── INPUT RECORDS

PR #445, opened 2022-08-10
bug/SWTCH-1401 incorrect expiry

JGiter:
### Summary

|             |   |
|-------------|---|
| Description |   |
| Jira issue  |   |

#### Type of request

### DIFF
--- a/packages/jwt/src/JWTEIP191.ts
+++ b/packages/jwt/src/JWTEIP191.ts
@@ -72,7 +72,7 @@ export class JWT extends JwtBase implements IJWT {
       if (expirationTimestamp < Date.now()) {
         throw new Error('Expiration timestamp is in the past');
       }
-      payload.exp = Math.trunc(expirationTimestamp / 1000);
+      payload.exp = expirationTimestamp;
     }
     const encodedPayload = base64url(JSON.stringify(payload));
     const msg = `0x${Buffer.from(`${encodedHeader}.${encodedPayload}`).toString(
--- a/packages/claims/test/claimsIssuer.test.ts
+++ b/packages/claims/test/claimsIssuer.test.ts
@@ -116,7 +116,7 @@ describe('[CLAIMS PACKAGE/ISSUER CLAIMS]', function () {
       Buffer.from(payload, 'base64').toString('utf8')
     );
 
-    expect(decodedPayload.exp).to.eq(Math.trunc(expirationTimestamp / 1000));
+    expect(decodedPayload.exp).to.eq(expirationTimestamp);
   });
 
   it('claim issued by delegate should be verified', async () => {
--- a/packages/jwt/src/types.ts
+++ b/packages/jwt/src/types.ts
@@ -8,7 +8,10 @@ export type JwtSignOptions = {
   subject?: string;
   noTimestamp?: boolean;
   algorithm?: Algorithms;
-  expirationTimestamp?: number; // Number of milliseconds elapsed since January 1, 1970 00:00:00 UTC.
+  /**
+   * In milliseconds
+   */
+  expirationTimestamp?: number;
 };
 
 export type JwtVerifyOptions = {


packages/jwt/src/JWTEIP191.ts
```diff
@@ -72,7 +72,7 @@ export class JWT extends JwtBase implements IJWT {
       if (expirationTimestamp < Date.now()) {
         throw new Error('Expiration timestamp is in the past');
       }
-      payload.exp = Math.trunc(expirationTimestamp / 1000);
+      payload.exp = expirationTimestamp;
```
jrhender, line 75: @JGiter This change seems correct but I'm confused how credentials we were issuing previously had a correct expiry timestamp. Does this change require a corresponding change in callers of this code? Were callers compensating by multiplying the timestamp by 1000? Could you add some description to the PR about your understanding of this change please perhaps?

JGiter: @jrhender It is compensated in iam-lib here https://github.com/energywebfoundation/iam-client-lib/blob/6c74fb5c0d4185357b7678d47a5832126a9274a0/src/modules/claims/claims.service.ts#L1501. We will fix this in https://github.com/energywebfoundation/iam-client-lib/pull/633

jrhender: Hmm, interesting. That still doesn't explain how the timestamp is correct in previously issued JWTs as that line you linked in ICL to seems to be on the verification side. Does it make sense to you?

For example, @mhrsntrk issued this JWT yesterday using ICL and it seems to have the correct timestamp of 08/09/2023 11:22:28 (`1691569348010`)
```
eyJhbGciOiJFUzI1NksiLCJ0eXAiOiJKV1QifQ.eyJjbGFpbURhdGEiOnsicmVxdWVzdG9yRmllbGRzIjpbeyJrZXkiOiIxMjMiLCJ2YWx1ZSI6InRlc3QifV0sImNsYWltVHlwZSI6InJvbGUwMDMucm9sZXMuYXBwMDAxLmFwcHMubWhybmV4dGdlbi5pYW0uZXdjIiwiY2xhaW1UeXBlVmVyc2lvbiI6MSwiaXNzdWVyRmllbGRzIjpbXX0sImRpZCI6ImRpZDpldGhyOnZvbHRhOjB4ODU1NmM3MTRCQUI4MDFGZkI3MjkyQmQ3Mzk0MjQ2MGU3OWJlODNkRSIsInNpZ25lciI6ImRpZDpldGhyOnZvbHRhOjB4ODU1NmM3MTRCQUI4MDFGZkI3MjkyQmQ3Mzk0MjQ2MGU3OWJlODNkRSIsImNyZWRlbnRpYWxTdGF0dXMiOnsiaWQiOiJodHRwczovL2lkZW50aXR5Y2FjaGUtZGV2LmVuZXJneXdlYi5vcmcvdjEvc3RhdHVzLWxpc3QvdXJuOnV1aWQ6NmM2YmE5NWEtNDA1Mi00OGIzLTgwMTctMmNjZjMwM2Q1ODBmIiwidHlwZSI6IlN0YXR1c0xpc3QyMDIxRW50cnkiLCJzdGF0dXNMaXN0SW5kZXgiOiIwIiwic3RhdHVzTGlzdENyZWRlbnRpYWwiOiJodHRwczovL2lkZW50aXR5Y2FjaGUtZGV2LmVuZXJneXdlYi5vcmcvdjEvc3RhdHVzLWxpc3QvdXJuOnV1aWQ6NmM2YmE5NWEtNDA1Mi00OGIzLTgwMTctMmNjZjMwM2Q1ODBmIiwic3RhdHVzUHVycG9zZSI6InJldm9jYXRpb24ifSwiaXNzIjoiZGlkOmV0aHI6dm9sdGE6MHg4NTU2YzcxNEJBQjgwMUZmQjcyOTJCZDczOTQyNDYwZTc5YmU4M2RFIiwic3ViIjoiZGlkOmV0aHI6dm9sdGE6MHg4NTU2YzcxNEJBQjgwMUZmQjcyOTJCZDczOTQyNDYwZTc5YmU4M2RFIiwiZXhwIjoxNjkxNTY5MzQ4fQ.MHg4MTRiNTQzOTAwMTBmMTM4YjJjMzMwYzNkODA0NThhYmM0MTdmZDQ3ZmYzNmU3YjQzMmVkM2JkNzdhNjk2NjU2MjJhMjU0OGNkMzc4ZmI4NGUyYjA2ZmI5Nzk2YjNjMWU3MzNiY2Q5MDhmNjAwNjU2N2U3ZjI3MTI1MjcwNmZlNDFj
```

JGiter: It doesn't seems correct to me. The `1691569348010` is 1000 times greater then timestamp in jwt which is `1691569348`

jrhender: @JGiter Ah, it seems like `exp` should be in seconds, not milliseconds. So I think the current behaviour is correct and we should NOT merge this change https://stackoverflow.com/a/39926886/

jrhender (changes requested):
I believe this PR should not be merged as is and the current behaviour is correct.
We should perhaps add a link to the JWT RFC documentation to avoid confusion in the future.

packages/jwt/src/JWTEIP191.ts
JGiter: Agree. I'll revert it. Should we instead set expirationTimestamp in seconds?

jrhender: I don't think so, as this would be a breaking change to the library

PR #447, opened 2022-08-29
task/EDR-128 improve tests reliability

JGiter:
#### Type of request

### List of Features

- random signer in tests
- updated Node.js to 16

Sometimes `incorrect nonce` error still happens, but now it is more rarely, so this PR in any case improves situation. Besides test duration decresed to 2 minutes


jrhender:
I'm okay with this approach, but I think @nichonien had recently aligned the signer in tests (rather than a random signer) so I'm curious what his thoughts on this PR are

JGiter:
> I'm okay with this approach, but I think @nichonien had recently aligned the signer in tests (rather than a random signer) so I'm curious what his thoughts on this PR are

I think he mentioned signer in revocation package. Changing it more difficult because along such change requires also changing of issuance date, verification method and issuer in the credential should be changed

JGiter:
> Thanks @JGiter ! Although I'm curious to know how the node upgrade worked for this PR?

It is not really relates to this issue, but it won't hurt to align with other packages

PR #448, opened 2022-08-30
Update ethers 5.7

JGiter:
### Summary

|             |   |
|-------------|---|
| Description |   |
| Jira issue  |   |

### List of changes

- `incorrect account` error fixed by running ganache synchronously
- `ethers` updated to latest
- Node.js in `build` action wan't updated, but locally tests are passing on Node 18
- test accounts will be replenished when created, because these steps are always follows each other


.github/workflows/deploy.yml
```diff
@@ -31,7 +31,7 @@ jobs:
           token: ${{ secrets.GH_TOKEN }}
       - uses: actions/setup-node@v2-beta
         with:
-          node-version: '16.10.0'
+          node-version: '18.6.0'
```
jrhender, line 34: Might as well use the latest I think
```suggestion
          node-version: '18.8.0'
```

jrhender (commented):
I think it would be better if this were split into two PRs: one that made the ethers changes and one that adjusted the tests. It seems to me these two changes aren't directly related and so it makes the PR harder to review and it would make it harder to revert just the ethers version update.

JGiter:
@jrhender `build` is failed on Node.js 18 although locally it is passing. May be github action support for non-LTS Node isn't complete. Another possible reason is abandonded `run-with-testprc` and deprecated `ganache-cli`. May be we should try `hardhat` with `ganache` https://hardhat.org/hardhat-runner/docs/other-guides/ganache-tests?

jrhender:
@JGiter I think we don't technically have to use node v18 for GHA. I think we can just update the ethers version and keep GHA at node v16. Would that work?

JGiter:
> @JGiter I think we don't technically have to use node v18 for GHA. I think we can just update the ethers version and keep GHA at node v16. Would that work?

Yes, it is works on 16. It just would be more reliable to test on actual environment

jrhender (approved):
Looks good to me, thanks @JGiter !

PR #451, opened 2022-09-20
task/SWTCH-1502 hosted ipfs cluster

JGiter:
### Summary

|             |   |
|-------------|---|
| Description | DidStore will persist claims in ipfs cluster https://ipfscluster.io/ |
| Jira issue  |  |


packages/did-ipfs-store/src/didStore.ts
```diff
@@ -1,46 +1,57 @@
...
+   * @param url Ipfs cluster root
+   * @param headers Http request headers
    */
-  constructor(uri: string | object) {
-    this.ipfs = ipfsClient(uri);
-  }
+  constructor(
+    private url: string,
+    private headers: Record<string, string> = {}
+  ) {}
```
nichonien, line 21: @JGiter Can you please add some method documentation here?

packages/did-ipfs-store/src/didStore.ts
```diff
@@ -1,46 +1,57 @@
...
-    return claim;
+  async get(cid: string): Promise<string> {
+    const { data: content } = await axios.get(`${this.url}/ipfs/${cid}`, {
+      headers: this.headers,
+    });
+    return Buffer.from(content).toString();
   }
 
   // eslint-disable-next-line @typescript-eslint/no-unused-vars
   async delete(uri: string): Promise<boolean> {
```
nichonien, line 40: Some documentation here as well.

packages/did-ipfs-store/src/didStore.ts
JGiter: I can add more info about class itself. Public methods are documented in implemented interface

JGiter: Or do you think there something more can be said?

nichonien: Actually `get` method had some documentation while `save` and `delete` didn't have, so it could be consistent if we added some documentation for these two as well.

JGiter: Agree on consistency. Moved method documentation to method definitions

nichonien (dismissed):
Great work, thanks @JGiter.

jrhender (changes requested):
Thanks @JGiter , good work so far.

Some notes:
- Please update the "test" documentation to say that Docker now needs to be running: https://github.com/energywebfoundation/ew-did-registry#test
- As you noted, we should probably NOT merge this until we are ready from the infrastructure side
- I think this should be marked as a breaking change, as anyone who was using non-IPFS cluster as their IPFS infrastructure will no longer be able to use `did-ipfs-store` without migration, right? Or will this new `did-ipfs-store` be backwards compatible with non-cluster IPFS infrastructure?

README.md
```diff
@@ -42,6 +42,9 @@ npm run build
 ```
 
 ### Test
+
+Install docker-compose
+
```
jrhender, line 47: I think we need to tell people to actually run the docker-compose, right?
```suggestion
Install docker-compose

```bash
docker compose -f tests/setUpIpfs/docker-compose.yml
```

jrhender (commented):
Is this still missing the "BREAKING CHANGE" annotation in the commits? Or did I just miss it?

README.md
JGiter: I am not sure. docker-compose should be available right after installation. Or do you mean to start ipfs-cluster container? It is started in script https://github.com/energywebfoundation/ew-did-registry/blob/c81b0398da329cd463d007544c209d62321a2411/tests/setUpIpfs/index.ts#L15

JGiter:
> Is this still missing the "BREAKING CHANGE" annotation in the commits? Or did I just miss it?

No, sorry. I missed this comment

README.md
jrhender, line 47: Can we remove this text now that `setupIpfs` script is changed?

JGiter: May be to change it to `Install docker`?

jrhender (approved):
Looks good, thanks @JGiter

────

● WHAT YOU NEED TO DO
Start at the first line of the entries and stop at the line that contains "jrhender, line 75: @JGiter". Repeat every line in that span exactly, and nothing beyond it.

● OUTPUT OF THE EXERCISE
PR #445, opened 2022-08-10
bug/SWTCH-1401 incorrect expiry

JGiter:
### Summary

|             |   |
|-------------|---|
| Description |   |
| Jira issue  |   |

#### Type of request

### DIFF
--- a/packages/jwt/src/JWTEIP191.ts
+++ b/packages/jwt/src/JWTEIP191.ts
@@ -72,7 +72,7 @@ export class JWT extends JwtBase implements IJWT {
       if (expirationTimestamp < Date.now()) {
         throw new Error('Expiration timestamp is in the past');
       }
-      payload.exp = Math.trunc(expirationTimestamp / 1000);
+      payload.exp = expirationTimestamp;
     }
     const encodedPayload = base64url(JSON.stringify(payload));
     const msg = `0x${Buffer.from(`${encodedHeader}.${encodedPayload}`).toString(
--- a/packages/claims/test/claimsIssuer.test.ts
+++ b/packages/claims/test/claimsIssuer.test.ts
@@ -116,7 +116,7 @@ describe('[CLAIMS PACKAGE/ISSUER CLAIMS]', function () {
       Buffer.from(payload, 'base64').toString('utf8')
     );
 
-    expect(decodedPayload.exp).to.eq(Math.trunc(expirationTimestamp / 1000));
+    expect(decodedPayload.exp).to.eq(expirationTimestamp);
   });
 
   it('claim issued by delegate should be verified', async () => {
--- a/packages/jwt/src/types.ts
+++ b/packages/jwt/src/types.ts
@@ -8,7 +8,10 @@ export type JwtSignOptions = {
   subject?: string;
   noTimestamp?: boolean;
   algorithm?: Algorithms;
-  expirationTimestamp?: number; // Number of milliseconds elapsed since January 1, 1970 00:00:00 UTC.
+  /**
+   * In milliseconds
+   */
+  expirationTimestamp?: number;
 };
 
 export type JwtVerifyOptions = {


packages/jwt/src/JWTEIP191.ts
```diff
@@ -72,7 +72,7 @@ export class JWT extends JwtBase implements IJWT {
       if (expirationTimestamp < Date.now()) {
         throw new Error('Expiration timestamp is in the past');
       }
-      payload.exp = Math.trunc(expirationTimestamp / 1000);
+      payload.exp = expirationTimestamp;
```
jrhender, line 75: @JGiter This change seems correct but I'm confused how credentials we were issuing previously had a correct expiry timestamp. Does this change require a corresponding change in callers of this code? Were callers compensating by multiplying the timestamp by 1000? Could you add some description to the PR about your understanding of this change please perhaps?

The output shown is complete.